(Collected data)
PR #2954, opened 2022-11-09
Updating events promos

EllieNodder:
### Trello card

https://trello.com/c/3WP4dxDN/3863-change-promo-modules-towards-the-end-of-the-autumn-events-programme

### Context

Now that the autumn programme of GIT events is coming to an end, we should consider changing some of the events promos on our pages.

### DIFF
--- a/app/views/content/train-to-be-a-teacher/promos/_events-promo-apply.html.erb
+++ b/app/views/content/train-to-be-a-teacher/promos/_events-promo-apply.html.erb
@@ -1,8 +1,6 @@
 
 <%= render(CallsToAction::Promo::PromoComponent.new) do |promo| %>
-  <% promo.left_section(
-      heading: "Get Into Teaching events") do %>
-  <% end %>
+  <% promo.left_section(classes: %w[events-background]) %>
   <% promo.right_section(
         caption: "Online and in-person events",
         heading: "Get tips on your application") do %>
--- a/app/views/content/train-to-be-a-teacher/promos/_find-your-undergraduate-course.html.erb
+++ b/app/views/content/train-to-be-a-teacher/promos/_find-your-undergraduate-course.html.erb
@@ -6,7 +6,7 @@
   </div>
 
   <div class="right">
-    <h2 class="heading-m">Find your teacher training course</h2>
+    <h2 class="heading-m heading--margin-top-0">Find your teacher training course</h2>
     <p>
       You can search for undergraduate courses that will start you on your teaching career.
     </p>
--- a/app/views/content/train-to-be-a-teacher/promos/_find-your-undergraduate-course.html.erb
+++ b/app/views/content/train-to-be-a-teacher/promos/_find-your-undergraduate-course.html.erb
@@ -6,7 +6,7 @@
   </div>
 
   <div class="right">
-    <span class="caption-l caption--bold caption--purple">Find your course</span>
+    <h2 class="heading-m">Find your teacher training course</h2>
     <p>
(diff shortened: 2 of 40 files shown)


EllieNodder:
@gemmadallmandfe do we want to use this PR to correct all promos on site (removing headings from images, and changing captions to span instead of h2) or cover that on a new one?

app/views/content/train-to-be-a-teacher/promos/_events-promo-apply.html.erb
```diff
@@ -1,8 +1,6 @@
 
 <%= render(CallsToAction::Promo::PromoComponent.new) do |promo| %>
-  <% promo.left_section(
-      heading: "Get Into Teaching events") do %>
-  <% end %>
+  <% promo.left_section(classes: %w[events-background]) %>
   <% promo.right_section(
         caption: "Online and in-person events",
```
EllieNodder, line 5: @ethax-ross according to trello ticket 3870, we need to change the captions in these event promos to a 'span' - can't quite work out how! 🤔 mind taking a look?

app/views/content/train-to-be-a-teacher/promos/_find-your-undergraduate-course.html.erb
```diff
@@ -6,7 +6,7 @@
   </div>
 
   <div class="right">
-    <span class="caption-l caption--bold caption--purple">Find your course</span>
+    <h2 class="heading-m">Find your teacher training course</h2>
```
EllieNodder, line 9: @ethax-ross I've changed the captions here to headings (for accessibility reasons) but now all the text has shifted down and is no longer aligned with the top of the icon on the left - would you be able to take a look pls?

ethax-ross: I've updated these

app/views/content/train-to-be-a-teacher/promos/_events-promo-apply.html.erb
ethax-ross: I'll pick this change up separately as we need to change captions everywhere not just in the promo modules so its better in its own PR

EllieNodder:
@gemmadallmandfe in this PR, I've switched out the events promos to ttas/mailing list. I've also removed all the headings overlaying the images and changed the captions in the 'find your course' components to headings.

Ross will change the captions in the relevant events promos to headings in another PR ☝🏻 (see comment above)

gemmadallmandfe:
Looks good to me @EllieNodder - will approve and merge tomorrow

The only page I can think of that isn't included in this PR is `/non-uk-teachers/international-qualified-teacher-status` - not sure if you want to change this one as well as part of this overall PR?

EllieNodder:
> Looks good to me @EllieNodder - will approve and merge tomorrow
> 
> The only page I can think of that isn't included in this PR is `/non-uk-teachers/international-qualified-teacher-status` - not sure if you want to change this one as well as part of this overall PR?

My understanding of the promo changes was that we were leaving in headings/CTAs over images when they operated as actual CTAs separate to the ones on the right-hand side of the promo (like in this case) rather than just unnecessary headings like on the other pages - but I may have misunderstood! Happy to change if so

gemmadallmandfe:
> 

I think we just need to sort out the caption/heading h2 on the iQTS promo at some point

However, there is already a ticket in the backlog to change this specific promo when the Dec event has taken place - let's pick up then

gemmadallmandfe (approved):
Looks good to me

## Exercise
Extract each record, keeping it identical to the original.

## Solution to the problem
PR #2954, opened 2022-11-09
Updating events promos

EllieNodder:
### Trello card

https://trello.com/c/3WP4dxDN/3863-change-promo-modules-towards-the-end-of-the-autumn-events-programme

### Context

Now that the autumn programme of GIT events is coming to an end, we should consider changing some of the events promos on our pages.

### DIFF
--- a/app/views/content/train-to-be-a-teacher/promos/_events-promo-apply.html.erb
+++ b/app/views/content/train-to-be-a-teacher/promos/_events-promo-apply.html.erb
@@ -1,8 +1,6 @@
 
 <%= render(CallsToAction::Promo::PromoComponent.new) do |promo| %>
-  <% promo.left_section(
-      heading: "Get Into Teaching events") do %>
-  <% end %>
+  <% promo.left_section(classes: %w[events-background]) %>
   <% promo.right_section(
         caption: "Online and in-person events",
         heading: "Get tips on your application") do %>
--- a/app/views/content/train-to-be-a-teacher/promos/_find-your-undergraduate-course.html.erb
+++ b/app/views/content/train-to-be-a-teacher/promos/_find-your-undergraduate-course.html.erb
@@ -6,7 +6,7 @@
   </div>
 
   <div class="right">
-    <h2 class="heading-m">Find your teacher training course</h2>
+    <h2 class="heading-m heading--margin-top-0">Find your teacher training course</h2>
     <p>
       You can search for undergraduate courses that will start you on your teaching career.
     </p>
--- a/app/views/content/train-to-be-a-teacher/promos/_find-your-undergraduate-course.html.erb
+++ b/app/views/content/train-to-be-a-teacher/promos/_find-your-undergraduate-course.html.erb
@@ -6,7 +6,7 @@
   </div>
 
   <div class="right">
-    <span class="caption-l caption--bold caption--purple">Find your course</span>
+    <h2 class="heading-m">Find your teacher training course</h2>
     <p>
(diff shortened: 2 of 40 files shown)


EllieNodder:
@gemmadallmandfe do we want to use this PR to correct all promos on site (removing headings from images, and changing captions to span instead of h2) or cover that on a new one?

app/views/content/train-to-be-a-teacher/promos/_events-promo-apply.html.erb
```diff
@@ -1,8 +1,6 @@
 
 <%= render(CallsToAction::Promo::PromoComponent.new) do |promo| %>
-  <% promo.left_section(
-      heading: "Get Into Teaching events") do %>
-  <% end %>
+  <% promo.left_section(classes: %w[events-background]) %>
   <% promo.right_section(
         caption: "Online and in-person events",
```
EllieNodder, line 5: @ethax-ross according to trello ticket 3870, we need to change the captions in these event promos to a 'span' - can't quite work out how! 🤔 mind taking a look?

app/views/content/train-to-be-a-teacher/promos/_find-your-undergraduate-course.html.erb
```diff
@@ -6,7 +6,7 @@
   </div>
 
   <div class="right">
-    <span class="caption-l caption--bold caption--purple">Find your course</span>
+    <h2 class="heading-m">Find your teacher training course</h2>
```
EllieNodder, line 9: @ethax-ross I've changed the captions here to headings (for accessibility reasons) but now all the text has shifted down and is no longer aligned with the top of the icon on the left - would you be able to take a look pls?

ethax-ross: I've updated these

app/views/content/train-to-be-a-teacher/promos/_events-promo-apply.html.erb
ethax-ross: I'll pick this change up separately as we need to change captions everywhere not just in the promo modules so its better in its own PR

EllieNodder:
@gemmadallmandfe in this PR, I've switched out the events promos to ttas/mailing list. I've also removed all the headings overlaying the images and changed the captions in the 'find your course' components to headings.

Ross will change the captions in the relevant events promos to headings in another PR ☝🏻 (see comment above)

gemmadallmandfe:
Looks good to me @EllieNodder - will approve and merge tomorrow

The only page I can think of that isn't included in this PR is `/non-uk-teachers/international-qualified-teacher-status` - not sure if you want to change this one as well as part of this overall PR?

EllieNodder:
> Looks good to me @EllieNodder - will approve and merge tomorrow
> 
> The only page I can think of that isn't included in this PR is `/non-uk-teachers/international-qualified-teacher-status` - not sure if you want to change this one as well as part of this overall PR?

My understanding of the promo changes was that we were leaving in headings/CTAs over images when they operated as actual CTAs separate to the ones on the right-hand side of the promo (like in this case) rather than just unnecessary headings like on the other pages - but I may have misunderstood! Happy to change if so

gemmadallmandfe:
> 

I think we just need to sort out the caption/heading h2 on the iQTS promo at some point

However, there is already a ticket in the backlog to change this specific promo when the Dec event has taken place - let's pick up then

gemmadallmandfe (approved):
Looks good to me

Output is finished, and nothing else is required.